Activity: Copy all lines below containing "calculated".

Data for review:

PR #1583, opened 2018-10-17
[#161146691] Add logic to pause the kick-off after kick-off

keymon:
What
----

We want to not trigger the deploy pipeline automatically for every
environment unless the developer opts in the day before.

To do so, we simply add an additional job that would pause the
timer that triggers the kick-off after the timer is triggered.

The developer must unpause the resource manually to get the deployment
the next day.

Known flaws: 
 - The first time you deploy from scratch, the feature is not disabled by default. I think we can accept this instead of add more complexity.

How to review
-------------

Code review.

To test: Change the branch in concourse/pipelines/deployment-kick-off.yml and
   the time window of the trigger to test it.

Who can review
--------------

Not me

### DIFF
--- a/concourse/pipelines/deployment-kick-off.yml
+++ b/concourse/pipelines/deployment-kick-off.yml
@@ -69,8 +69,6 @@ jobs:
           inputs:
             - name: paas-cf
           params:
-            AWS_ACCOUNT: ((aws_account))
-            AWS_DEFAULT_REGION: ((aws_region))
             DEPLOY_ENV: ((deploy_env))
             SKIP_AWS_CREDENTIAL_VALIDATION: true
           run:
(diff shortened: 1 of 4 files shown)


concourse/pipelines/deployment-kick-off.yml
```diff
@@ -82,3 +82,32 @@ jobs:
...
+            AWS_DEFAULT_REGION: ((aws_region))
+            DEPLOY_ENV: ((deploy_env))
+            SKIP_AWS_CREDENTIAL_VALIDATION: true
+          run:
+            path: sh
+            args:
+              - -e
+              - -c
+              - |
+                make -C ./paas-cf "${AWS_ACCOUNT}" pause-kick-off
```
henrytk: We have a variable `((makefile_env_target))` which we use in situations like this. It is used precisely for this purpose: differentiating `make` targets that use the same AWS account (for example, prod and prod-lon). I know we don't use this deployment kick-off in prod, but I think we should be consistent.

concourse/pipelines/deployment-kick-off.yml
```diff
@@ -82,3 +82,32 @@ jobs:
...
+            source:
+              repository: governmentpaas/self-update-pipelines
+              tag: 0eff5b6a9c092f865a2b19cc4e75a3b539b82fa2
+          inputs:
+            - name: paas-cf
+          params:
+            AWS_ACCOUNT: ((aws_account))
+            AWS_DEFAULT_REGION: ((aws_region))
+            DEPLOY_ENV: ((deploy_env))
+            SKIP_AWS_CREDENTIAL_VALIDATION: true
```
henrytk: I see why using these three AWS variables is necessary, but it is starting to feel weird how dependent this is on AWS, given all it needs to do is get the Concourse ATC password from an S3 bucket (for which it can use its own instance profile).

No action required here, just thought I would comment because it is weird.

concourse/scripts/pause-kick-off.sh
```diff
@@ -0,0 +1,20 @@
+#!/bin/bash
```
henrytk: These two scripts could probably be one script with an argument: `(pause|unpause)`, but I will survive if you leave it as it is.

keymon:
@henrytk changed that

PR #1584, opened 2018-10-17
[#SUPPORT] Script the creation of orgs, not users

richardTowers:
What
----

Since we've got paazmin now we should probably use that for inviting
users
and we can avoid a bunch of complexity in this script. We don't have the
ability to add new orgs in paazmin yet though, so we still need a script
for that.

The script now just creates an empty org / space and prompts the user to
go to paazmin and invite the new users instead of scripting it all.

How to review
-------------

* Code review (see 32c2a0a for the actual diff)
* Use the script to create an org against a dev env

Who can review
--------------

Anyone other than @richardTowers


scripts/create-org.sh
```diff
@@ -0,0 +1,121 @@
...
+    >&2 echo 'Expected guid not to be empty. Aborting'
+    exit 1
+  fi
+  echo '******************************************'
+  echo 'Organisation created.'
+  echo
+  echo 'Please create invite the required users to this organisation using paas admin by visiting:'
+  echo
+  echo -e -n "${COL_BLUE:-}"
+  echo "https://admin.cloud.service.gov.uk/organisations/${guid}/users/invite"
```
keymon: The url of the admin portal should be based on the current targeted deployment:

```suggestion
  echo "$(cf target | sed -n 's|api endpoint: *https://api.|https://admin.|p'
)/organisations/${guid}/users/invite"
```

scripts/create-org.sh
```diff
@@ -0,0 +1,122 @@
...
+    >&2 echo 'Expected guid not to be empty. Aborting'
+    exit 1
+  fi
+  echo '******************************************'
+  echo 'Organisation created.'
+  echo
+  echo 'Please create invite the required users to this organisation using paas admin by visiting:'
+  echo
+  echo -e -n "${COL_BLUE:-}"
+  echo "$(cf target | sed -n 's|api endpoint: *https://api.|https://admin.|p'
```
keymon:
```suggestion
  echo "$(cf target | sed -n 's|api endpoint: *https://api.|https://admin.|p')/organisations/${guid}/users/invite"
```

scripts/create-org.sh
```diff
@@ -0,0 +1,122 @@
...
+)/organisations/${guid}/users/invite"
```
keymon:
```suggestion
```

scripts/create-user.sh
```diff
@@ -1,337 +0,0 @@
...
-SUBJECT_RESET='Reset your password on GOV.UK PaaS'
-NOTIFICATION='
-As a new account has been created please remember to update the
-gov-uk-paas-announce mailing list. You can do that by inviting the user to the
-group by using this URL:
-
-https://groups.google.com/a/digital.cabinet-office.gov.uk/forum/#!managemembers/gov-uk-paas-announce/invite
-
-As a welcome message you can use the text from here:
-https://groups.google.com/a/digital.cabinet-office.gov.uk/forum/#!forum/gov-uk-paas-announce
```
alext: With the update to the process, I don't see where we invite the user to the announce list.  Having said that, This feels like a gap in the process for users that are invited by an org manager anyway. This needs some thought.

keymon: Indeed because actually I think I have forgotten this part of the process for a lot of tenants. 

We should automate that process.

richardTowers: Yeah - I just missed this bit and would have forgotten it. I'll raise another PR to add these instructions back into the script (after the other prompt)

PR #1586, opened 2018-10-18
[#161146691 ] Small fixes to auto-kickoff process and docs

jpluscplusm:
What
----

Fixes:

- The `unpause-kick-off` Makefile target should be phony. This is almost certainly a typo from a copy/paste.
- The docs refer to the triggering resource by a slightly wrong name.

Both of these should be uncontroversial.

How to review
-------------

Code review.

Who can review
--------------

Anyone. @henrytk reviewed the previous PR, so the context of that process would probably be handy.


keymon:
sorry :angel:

...

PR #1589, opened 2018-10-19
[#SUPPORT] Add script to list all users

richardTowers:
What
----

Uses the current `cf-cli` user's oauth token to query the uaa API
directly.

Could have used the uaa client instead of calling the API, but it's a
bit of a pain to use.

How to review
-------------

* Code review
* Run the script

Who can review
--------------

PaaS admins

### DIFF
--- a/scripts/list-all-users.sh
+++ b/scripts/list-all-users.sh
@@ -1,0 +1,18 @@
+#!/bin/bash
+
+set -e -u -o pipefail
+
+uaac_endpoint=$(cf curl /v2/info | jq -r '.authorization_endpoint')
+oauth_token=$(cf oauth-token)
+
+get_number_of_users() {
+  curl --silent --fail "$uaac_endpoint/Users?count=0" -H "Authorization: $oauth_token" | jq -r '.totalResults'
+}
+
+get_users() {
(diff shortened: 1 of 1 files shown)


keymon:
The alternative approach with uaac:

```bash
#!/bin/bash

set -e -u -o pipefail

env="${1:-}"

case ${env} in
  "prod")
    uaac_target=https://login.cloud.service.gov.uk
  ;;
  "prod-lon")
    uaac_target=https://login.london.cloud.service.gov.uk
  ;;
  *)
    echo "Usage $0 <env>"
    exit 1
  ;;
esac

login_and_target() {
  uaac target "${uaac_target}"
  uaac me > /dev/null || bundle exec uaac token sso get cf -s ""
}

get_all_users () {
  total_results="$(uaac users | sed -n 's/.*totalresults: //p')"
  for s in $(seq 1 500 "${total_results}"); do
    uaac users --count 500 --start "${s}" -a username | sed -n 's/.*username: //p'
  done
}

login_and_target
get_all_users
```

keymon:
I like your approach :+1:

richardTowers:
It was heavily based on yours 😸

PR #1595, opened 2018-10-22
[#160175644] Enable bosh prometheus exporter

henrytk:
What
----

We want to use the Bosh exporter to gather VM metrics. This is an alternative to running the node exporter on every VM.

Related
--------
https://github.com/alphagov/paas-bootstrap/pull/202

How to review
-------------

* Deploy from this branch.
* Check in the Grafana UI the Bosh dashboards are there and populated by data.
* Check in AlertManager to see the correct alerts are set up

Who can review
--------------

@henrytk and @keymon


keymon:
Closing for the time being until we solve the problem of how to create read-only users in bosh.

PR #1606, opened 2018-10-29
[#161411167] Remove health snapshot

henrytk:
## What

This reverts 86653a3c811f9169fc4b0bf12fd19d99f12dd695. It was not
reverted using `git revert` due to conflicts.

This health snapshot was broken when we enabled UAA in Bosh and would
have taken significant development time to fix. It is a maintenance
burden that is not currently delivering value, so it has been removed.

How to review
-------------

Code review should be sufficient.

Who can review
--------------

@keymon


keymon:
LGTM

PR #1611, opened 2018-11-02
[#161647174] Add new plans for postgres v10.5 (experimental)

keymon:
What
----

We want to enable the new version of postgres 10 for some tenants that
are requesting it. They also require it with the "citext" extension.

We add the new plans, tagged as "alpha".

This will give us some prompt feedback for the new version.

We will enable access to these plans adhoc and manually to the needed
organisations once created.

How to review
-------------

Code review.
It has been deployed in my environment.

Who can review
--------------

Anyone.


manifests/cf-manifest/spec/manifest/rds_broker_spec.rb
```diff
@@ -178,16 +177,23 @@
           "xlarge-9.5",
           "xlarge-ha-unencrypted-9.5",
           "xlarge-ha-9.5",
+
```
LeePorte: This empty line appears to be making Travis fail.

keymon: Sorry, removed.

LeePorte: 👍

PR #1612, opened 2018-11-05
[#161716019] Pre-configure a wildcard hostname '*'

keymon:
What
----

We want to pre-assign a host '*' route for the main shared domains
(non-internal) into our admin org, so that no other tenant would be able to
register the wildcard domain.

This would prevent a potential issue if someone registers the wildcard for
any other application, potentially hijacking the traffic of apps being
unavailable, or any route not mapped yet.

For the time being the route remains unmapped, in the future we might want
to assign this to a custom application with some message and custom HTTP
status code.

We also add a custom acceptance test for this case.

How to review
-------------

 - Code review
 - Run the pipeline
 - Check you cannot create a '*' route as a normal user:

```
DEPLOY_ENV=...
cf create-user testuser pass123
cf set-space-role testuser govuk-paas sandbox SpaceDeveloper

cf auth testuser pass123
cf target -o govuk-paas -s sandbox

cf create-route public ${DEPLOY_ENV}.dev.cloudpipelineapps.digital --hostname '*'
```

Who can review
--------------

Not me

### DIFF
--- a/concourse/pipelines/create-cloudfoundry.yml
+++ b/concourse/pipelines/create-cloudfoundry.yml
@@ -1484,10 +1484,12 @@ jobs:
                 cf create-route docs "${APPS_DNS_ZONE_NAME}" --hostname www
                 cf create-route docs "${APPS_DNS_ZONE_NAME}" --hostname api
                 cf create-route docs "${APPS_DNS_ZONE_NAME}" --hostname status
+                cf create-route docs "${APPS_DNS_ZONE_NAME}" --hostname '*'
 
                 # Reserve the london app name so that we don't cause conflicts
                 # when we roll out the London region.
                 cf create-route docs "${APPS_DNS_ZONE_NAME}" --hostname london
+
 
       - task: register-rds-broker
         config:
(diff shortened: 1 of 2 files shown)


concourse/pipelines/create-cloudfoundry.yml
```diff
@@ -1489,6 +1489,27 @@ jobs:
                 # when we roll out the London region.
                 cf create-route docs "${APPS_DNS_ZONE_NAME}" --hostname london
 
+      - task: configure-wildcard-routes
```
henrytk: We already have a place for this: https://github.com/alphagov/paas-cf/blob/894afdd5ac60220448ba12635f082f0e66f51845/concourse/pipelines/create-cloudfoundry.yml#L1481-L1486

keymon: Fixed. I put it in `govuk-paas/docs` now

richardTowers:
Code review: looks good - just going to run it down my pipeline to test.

==

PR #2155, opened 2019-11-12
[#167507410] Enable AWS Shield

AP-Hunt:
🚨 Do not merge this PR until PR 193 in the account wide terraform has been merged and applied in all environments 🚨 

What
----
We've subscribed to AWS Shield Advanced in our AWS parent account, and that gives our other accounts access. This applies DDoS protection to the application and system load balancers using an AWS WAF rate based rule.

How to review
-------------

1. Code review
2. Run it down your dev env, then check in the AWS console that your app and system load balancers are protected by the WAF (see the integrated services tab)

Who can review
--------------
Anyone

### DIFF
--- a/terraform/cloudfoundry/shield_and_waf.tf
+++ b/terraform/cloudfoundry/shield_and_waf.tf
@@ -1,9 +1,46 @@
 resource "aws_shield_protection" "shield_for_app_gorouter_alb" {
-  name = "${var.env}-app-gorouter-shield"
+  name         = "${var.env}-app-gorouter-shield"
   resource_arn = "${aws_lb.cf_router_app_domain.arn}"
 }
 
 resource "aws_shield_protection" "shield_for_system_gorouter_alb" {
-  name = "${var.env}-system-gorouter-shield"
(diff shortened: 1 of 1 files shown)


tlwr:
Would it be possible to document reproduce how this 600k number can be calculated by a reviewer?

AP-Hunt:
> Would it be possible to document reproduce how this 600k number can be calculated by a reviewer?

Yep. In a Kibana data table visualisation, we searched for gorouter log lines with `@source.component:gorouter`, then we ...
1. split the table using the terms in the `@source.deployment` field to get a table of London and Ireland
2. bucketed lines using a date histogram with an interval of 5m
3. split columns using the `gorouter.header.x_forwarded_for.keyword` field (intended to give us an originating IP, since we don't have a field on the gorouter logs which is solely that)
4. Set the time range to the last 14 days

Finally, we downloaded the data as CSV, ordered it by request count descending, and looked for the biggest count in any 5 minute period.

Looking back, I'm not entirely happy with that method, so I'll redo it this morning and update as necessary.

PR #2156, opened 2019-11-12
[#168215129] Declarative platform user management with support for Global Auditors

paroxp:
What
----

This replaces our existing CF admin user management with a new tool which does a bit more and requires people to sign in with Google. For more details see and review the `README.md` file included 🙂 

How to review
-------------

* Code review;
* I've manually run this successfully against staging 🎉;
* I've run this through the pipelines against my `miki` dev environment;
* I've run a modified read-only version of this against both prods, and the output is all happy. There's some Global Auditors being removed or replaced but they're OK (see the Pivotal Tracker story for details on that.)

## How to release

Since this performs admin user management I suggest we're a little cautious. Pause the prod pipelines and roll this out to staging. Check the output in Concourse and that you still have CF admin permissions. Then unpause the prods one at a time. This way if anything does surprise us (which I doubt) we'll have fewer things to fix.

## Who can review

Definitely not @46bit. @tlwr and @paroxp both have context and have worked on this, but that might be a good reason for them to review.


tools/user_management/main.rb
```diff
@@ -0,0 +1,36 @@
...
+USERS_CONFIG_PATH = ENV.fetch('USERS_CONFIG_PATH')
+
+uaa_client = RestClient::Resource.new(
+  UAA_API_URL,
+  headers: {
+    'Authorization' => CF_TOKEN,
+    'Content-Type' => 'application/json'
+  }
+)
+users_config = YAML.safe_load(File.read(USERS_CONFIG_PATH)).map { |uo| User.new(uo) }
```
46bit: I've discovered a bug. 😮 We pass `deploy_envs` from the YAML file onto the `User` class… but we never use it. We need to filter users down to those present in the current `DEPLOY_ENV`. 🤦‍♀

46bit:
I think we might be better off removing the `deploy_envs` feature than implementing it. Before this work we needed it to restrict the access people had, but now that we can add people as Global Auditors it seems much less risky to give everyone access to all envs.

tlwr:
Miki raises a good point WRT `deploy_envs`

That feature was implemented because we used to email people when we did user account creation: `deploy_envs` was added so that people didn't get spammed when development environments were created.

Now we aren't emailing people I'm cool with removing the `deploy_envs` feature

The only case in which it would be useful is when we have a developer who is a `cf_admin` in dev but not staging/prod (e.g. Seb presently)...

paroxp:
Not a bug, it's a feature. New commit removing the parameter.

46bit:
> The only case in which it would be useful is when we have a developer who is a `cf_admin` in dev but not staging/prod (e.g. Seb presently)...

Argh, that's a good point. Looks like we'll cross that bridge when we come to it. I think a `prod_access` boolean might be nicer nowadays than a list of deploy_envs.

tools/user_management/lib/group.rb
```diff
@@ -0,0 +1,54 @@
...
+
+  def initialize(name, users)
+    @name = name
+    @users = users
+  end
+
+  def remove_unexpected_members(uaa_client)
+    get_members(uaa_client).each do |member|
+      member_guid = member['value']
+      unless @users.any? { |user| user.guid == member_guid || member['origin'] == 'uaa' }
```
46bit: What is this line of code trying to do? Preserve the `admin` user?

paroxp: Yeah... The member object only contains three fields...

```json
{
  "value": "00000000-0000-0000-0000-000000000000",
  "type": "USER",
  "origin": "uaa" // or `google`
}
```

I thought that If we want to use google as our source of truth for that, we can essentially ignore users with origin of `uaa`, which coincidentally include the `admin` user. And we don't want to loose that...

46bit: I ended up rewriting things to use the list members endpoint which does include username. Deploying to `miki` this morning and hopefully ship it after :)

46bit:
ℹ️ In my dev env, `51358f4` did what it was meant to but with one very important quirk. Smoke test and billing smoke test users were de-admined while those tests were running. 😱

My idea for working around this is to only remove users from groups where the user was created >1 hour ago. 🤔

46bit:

Solution:
Would it be possible to document reproduce how this 600k number can be calculated by a reviewer?
> Would it be possible to document reproduce how this 600k number can be calculated by a reviewer?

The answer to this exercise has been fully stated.